Task objective:
Go through the data and copy each line where the word "types" shows up.

Input data:
Issue #702, opened 2023-11-29
Implement http_spec tests with actual running mock server


meskill:
## The problem

Current http_spec test implementation has some limitations:
- to implement mocks it uses custom HttpClient implementation and the test partially reimplements logic how tailcall server is started. Those implementation could diverge with original implementation and brings burden of supporting both versions of code for actual and test run.
- assertions with config file like yml for specifying tests doesn't allow to test complex cases like caching, wildcard routes, testing passed headers. Also, it's harder to implement testing for custom protocols, e.g. grpc
- the tests don't make actual http requests to the mock upstream that could hide possible issues with app that lie in http layer
 
 ## Solution
 
 Implement mocks for http_spec as separate server (for example, with `mockito` crate)
 
 That should allow to bypass the limitations above:
 - we will test actual http requests to the mock server
 - we won't need to reimplement server handling for tests and can just start tailcall with different configurations
 - will be able to test more complex cases when we want to test batch requests, caching mechanic
 
 ### Acceptance terms
 
 When testing http behaviour:
- we can run mock server
- we can define mocks for server that could match the request ignoring order of parts of the requests (for example ignore query params order to test batching is worked despite the order)
- we can start tailcall server based on test config and that will automatically pointed to the mock server as upstream servers
- we can assert mocks in terms that they were called, what response we've got from tailcall, how many times the mock was called

meskill:
> Can you provide a few examples of what we aren't able to test right now but still fall within the scope of http spec.

I've updated the description with more details and with expected solution

PR #1242, opened 2024-02-23
fix: losing cache wrapper for expr from app_context

meskill:
**Summary:**  
Cache was not working because it was cleaned when updating resolvers from app_context

**Build & Testing:**

**Checklist:**

### DIFF
--- a/src/lambda/cache.rs
+++ b/src/lambda/cache.rs
@@ -1,11 +1,12 @@
 use core::future::Future;
 use std::num::NonZeroU64;
+use std::ops::Deref;
 use std::pin::Pin;
 
 use anyhow::Result;
 use async_graphql_value::ConstValue;
 
-use super::{Concurrent, Eval, EvaluationContext, Expression, ResolverContextLike, IO};
+use super::{Concurrent, Eval, EvaluationContext, Expression, ResolverContextLike};
 
 pub trait CacheKey<Ctx> {
     fn cache_key(&self, ctx: &Ctx) -> u64;
@@ -14,7 +15,7 @@ pub trait CacheKey<Ctx> {
 #[derive(Clone, Debug)]
 pub struct Cache {
     pub max_age: NonZeroU64,
-    pub expr: IO,
+    pub expr: Box<Expression>,
 }
 
 impl Cache {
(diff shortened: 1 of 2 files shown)


src/lambda/cache.rs
```diff
@@ -14,7 +15,7 @@ pub trait CacheKey<Ctx> {
 #[derive(Clone, Debug)]
 pub struct Cache {
     pub max_age: NonZeroU64,
-    pub expr: IO,
+    pub expr: Box<Expression>,
```
tusharmath, line 18: We wanted to make sure that cache can only be applied on IOs. Why have we changed this guarantee?

tusharmath:
How come we don't have any failing tests?

src/lambda/cache.rs
meskill: because in `src/lambda/modify.rs` we can pass functions that works only on expression and to call it recursively we need to pass the expression not io to support typings.

tusharmath: If I understand you, are you saying we need to recursively wrap the expression with Cache expression?

I think that might not be required. We could insert the cache operator at the first IO express, and cache just that. Any IO that's happening internally shouldn't need any caching because the top IO expression just resolve from cache.

It's possible that I misunderstand your point here. Feel free to expand more with an example if you think I am wrong.

meskill: no, it's not about that, it's more about type and traits we have.

1. In app_ctx we want to traverse all the field resolvers and update io operations.
2. The code https://github.com/tailcallhq/tailcall/blob/51d8b7aff838f0f4c362d4ee9e39492ae1f51fdb/src/app_context.rs#L37-L39 use `Expression::modify` that accepts callback `Expression -> Expression`
3. In order to update only specific fields we have that modify logic that recursively traverse expression and calls the callback https://github.com/tailcallhq/tailcall/blob/a12599f0fe916835bb04e46c28339f956d06b90b/src/lambda/modify.rs#L41-L43 Note here we return new IO expr but we actually should return Expression::Cache
4. But the `modifier` can actually return any expression (according to types) not only IO and we need somehow to unwrap returned IO from Expression.

Because the modifier returns wrapper `Expression` but cache stores only IO I think the mistake was done in the first place i.e. types are misleading. 
We could solve by having something specific to handle io operations or have in-place updates how I was doing in the https://github.com/tailcallhq/tailcall/pull/1032/files

meskill:
> How come we don't have any failing tests?

Because with `execution_spec` we don't have functionality to verify if actual requests were made or the cache was used. I found out the problem only when I tried to test opentelemetry metrics output and noticing that they are not generated at all for the cache.

That was one of the points in https://github.com/tailcallhq/tailcall/issues/702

Answer for the task:
4. But the `modifier` can actually return any expression (according to types) not only IO and we need somehow to unwrap returned IO from Expression.
Because the modifier returns wrapper `Expression` but cache stores only IO I think the mistake was done in the first place i.e. types are misleading. 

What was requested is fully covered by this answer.